Provided material
PR #265, opened 2016-06-21
Made gui tests more configurable

damithc:
This PR pushes toward making tests (gui tests in particular) more configurable and less coupled from production code/data. e.g. running tests should not mess up the data of the app.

About this task
Could you print the material above once more, exactly as it stands?

Solution for this problem
PR #265, opened 2016-06-21
Made gui tests more configurable

damithc:
This PR pushes toward making tests (gui tests in particular) more configurable and less coupled from production code/data. e.g. running tests should not mess up the data of the app.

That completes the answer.